The Sure Petcare hub finally shipped this spring, after being announced back in 2015 and slipping all the way through 2016. I picked one up. The nice part: it networks the microchip cat door I installed for Joule in 2015 with no hardware swap at all — the door stays in the wall, a firmware update teaches it to talk to the hub, and the hub adds the layer that was missing. A month in, here's the read. (Note the rename, too: SureFlap became Sure Petcare this year, so the hub carries the new brand while the door still says SureFlap.)

The hardware

The hub itself:

  • A small plastic puck that plugs into the wall.
  • Ethernet to the router — no Wi-Fi on the hub at all, which I think is the right call. A base station that has to hold a rock-solid link is better off wired; Wi-Fi is the flaky part of every home network.
  • A proprietary sub-GHz radio to talk to the door — 868 MHz in Europe and a similar low band in the US, not 2.4 GHz.
  • Range of roughly 10 m through interior walls. Mine sits in a hallway closet about 5 m from the door, with a solid signal the whole month.

The door is the exact same unit from 2015. No change beyond the firmware that wakes up its radio.

The sub-GHz choice is worth dwelling on. It's the same neighborhood of the spectrum Z-Wave uses in the US (around 908 MHz) — a different protocol, but the same physical-layer logic: longer range through walls, a low data rate (which is all a door-event needs), and far less congestion than the 2.4 GHz band where Wi-Fi, Bluetooth, and every microwave oven are already fighting. For a device that sends a few tiny events a day and must never miss one, low-and-slow beats fast-and-crowded.

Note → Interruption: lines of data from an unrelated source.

PR #3224, opened 2020-05-06
Parse lang from anchor and query params

sean1588:
This PR enables language selection from tilde delimited anchor tags and query param specifying `?language=python`. This will enable anchoring to properties on the resource docs pages.

```/docs/reference/pkg/aws/s3/bucket/#region~python```
```/docs/reference/pkg/aws/s3/bucket/?language=python#region~python```

Issue: #2854

### DIFF
--- a/assets/js/chooser.js
+++ b/assets/js/chooser.js
@@ -170,12 +170,12 @@ $(document).on("rendered", function() {
     });
 
     // Parse and set language from anchor tag if present.
-    var url = window.location.href
+    var url = window.location.href;
     var anchorTag = url.includes("#") ? url.substring(url.indexOf("#")+1) : "";
     if (anchorTag) {
         var matches = /[^~]*$/gm.exec(anchorTag);
         if (matches) {
-            var language = matches[0]
+            var language = matches[0];
             selectChoice("language", language);
         }
     }
--- a/assets/js/chooser.js
+++ b/assets/js/chooser.js
@@ -170,8 +170,7 @@ $(document).on("rendered", function() {
     });
 
     // Parse and set language from anchor tag if present.
-    var url = window.location.href;
-    var anchorTag = url.includes("#") ? url.substring(url.indexOf("#")+1) : "";
+    var anchorTag = window.location.hash;
     if (anchorTag) {
         var matches = /[^~]*$/gm.exec(anchorTag);
         if (matches) {
--- a/assets/js/chooser.js
+++ b/assets/js/chooser.js
@@ -169,6 +169,18 @@ $(document).on("rendered", function() {
         }
     });
 
+    // Parse and set language from anchor tag if present.
+    var url = window.location.href
+    var anchorTag = url.includes("#") ? url.substring(url.indexOf("#")+1) : "";
+    if (anchorTag) {
+        var matches = /[^~]*$/gm.exec(anchorTag);
+        if (matches) {
+            var language = matches[0]
+            selectChoice("language", language);
+        }
+    }
+    
+
     // If no language is chosen yet, default to TypeScript.
     hideShowChoices("language", selectLanguage, "typescript");
 
--- a/assets/js/chooser.js
+++ b/assets/js/chooser.js
@@ -169,17 +169,6 @@ $(document).on("rendered", function() {
         }
     });
 
-    // Parse and set language from anchor tag if present.
-    var anchorTag = window.location.hash;
-    if (anchorTag) {
-        var matches = /[^~]*$/gm.exec(anchorTag);
-        if (matches) {
-            var language = matches[0];
-            selectChoice("language", language);
-        }
-    }
-    
-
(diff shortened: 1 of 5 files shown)

### CODE REVIEW

File: assets/js/chooser.js [hunk 1]
```diff
@@ -169,6 +169,18 @@ $(document).on("rendered", function() {
         }
     });
 
+    // Parse and set language from anchor tag if present.
+    var url = window.location.href;
```
praneetloke, line 173: Could we use [`window.location.hash`](https://developer.mozilla.org/en-US/docs/Web/API/Location/hash) instead here? It would allow you to get rid of the next line where you are extracting the hash fragment from the `href`.

sean1588: Sure. Didn't even know that was a thing. Thanks.

sean1588:
OK. I went and moved everything from using the cookies to using redux after chatting with @cnunciato. Should be good for review.

components/src/components/root/root.tsx
```diff
@@ -15,21 +18,47 @@ export class Root {
...
+        // Map internal methods to actions defined on the store.
+        this.store.mapDispatchToProps(this, { setLanguage });
     }
 
     componentDidRender() {
 
         // Since this element initializes the store, dispatch a DOM event letting
         // listeners know when rendering is complete.
         this.rendered.emit();
+        this.setSelectedLanguage();
```
cnunciato, line 37: Did you try dispatching this before emitting the event? I only ask because that's where I would've put it first myself, since the chooser components are written to respond to that event.

components/src/components/root/root.tsx
```diff
@@ -15,21 +18,47 @@ export class Root {
...
     render() {
         return <div>
         </div>;
     }
+
+    private setSelectedLanguage() {
+
+        // Check if language is specified in the query params and set language if present.
+        const queryParamLanguage = getQueryVariable("language");
+        if(queryParamLanguage){
```
cnunciato, line 49:
```suggestion
        if (queryParamLanguage){
```

sean1588:
> * I think we also discussed translating `?language=nodejs` and `acl~nodejs` to `typescript`. Did you want to do that in this PR as well?

This should be working fine. I did not write any code to explicitly handle this, because if the language is not found it defaults back to typescript anyway. At least it works for me locally. 

> * This doesn't seem to be working for me, but based on the code, it looks like it should: http://content-bucket-b0837eb.s3-website-us-east-1.amazonaws.com/docs/reference/pkg/aws/s3/bucket/index.html?language=nodejs

I can say for certain it works locally when I build. Not sure why it doesnt work with the preview.

> * It'd be nice to handle hashchange events also here, but not a huge deal I guess.

I tried to add an @Listen annotation with a handler, but it is not picking up on it.... maybe I have it configured wrong..... but don't think this is a huge deal personally.

components/src/components/root/root.tsx
sean1588: good point. makes more sense that way.

sean1588:
@cnunciato, @praneetloke the preview should be fine now. Seemed I made a small error when refactoring the query param function that I took from chooser.js to be more es6-y and when I tested it I think I must have had an anchor in the url, so it appeared to have continued working. Anyways... should work now. Then once this is merged, we can go and merge up this anchoring PR in pulumi/pulumi. https://github.com/pulumi/pulumi/pull/4488

sean1588:
> .. which is maybe less elegant than a regex, but a bit easier to read, more explicit about positioning, and adds a check to make sure the passed-in language is also a valid one.
> 
> I'll leave the implementation up to you, but I do think we should make this work with real, valid hashes as well.

Agreed. I think it is definitely clearer if anything. Changed to use the built in js functions instead of the regex. The extra check is also useful. Used your code snippet for the most part. Thanks.

components/src/components/root/root.tsx
```diff
@@ -15,14 +18,26 @@ export class Root {
     @Event()
     rendered: EventEmitter;
 
+    @Listen('hashchange')
+    hashChangeEventHandler(event: CustomEvent) {
```
cnunciato, line 22: Oh, wait -- is this needed?

sean1588: hmmmm..... yeah let me see. Maybe it was left over, when I was trying to get it working. Not sure if it does. Good catch.

sean1588: ok. removed the event handler. will merge up once everything passes.

joeduffy:
@sean1588 @cnunciato quick question: Will this work for _any_ page? I frequently find myself wanting to send a link to a specific page in our docs rendered for a given language, not just the resource docs.

cnunciato:
@joeduffy This is intended to work with any page using the `pulumi-chooser` component, yep.

joeduffy:
Huzzah! Great 🎉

The SureFlap hub topology. On the left, the microchip cat door reads Joule's chip and logs an entry or exit. It sends that event over a short-range proprietary sub-GHz radio hop to the hub, drawn a few meters away through an interior wall. The hub is wired by Ethernet to the home router, which bridges the event up to the Sure Petcare cloud and back down to the owner's phone. A note marks that the door already existed — the hub only adds the network layer — and that the sub-GHz radio is chosen for wall penetration and low congestion, not speed.

The protocol path

End to end, a single trip through the door looks like this:

Joule approaches → chip read → entry/exit logged on the door
   → door sends the event over sub-GHz RF to the hub
   → hub forwards it to the Sure Petcare cloud over Ethernet
   → cloud → mobile app + history log

A single trip through the cat door, drawn left to right as four stages. The door reads Joule's chip and logs the entry or exit, then sends it over a short-range proprietary sub-GHz radio hop at 868 MHz to the hub a few meters away. The hub, wired by Ethernet with no Wi-Fi of its own, forwards the event to the Sure Petcare cloud, which pushes it to the phone's app and history log. End to end takes about five to ten seconds. A dashed line underneath spans the door, hub, and cloud to mark that the whole path is a closed link — no Home Assistant, no third-party integration.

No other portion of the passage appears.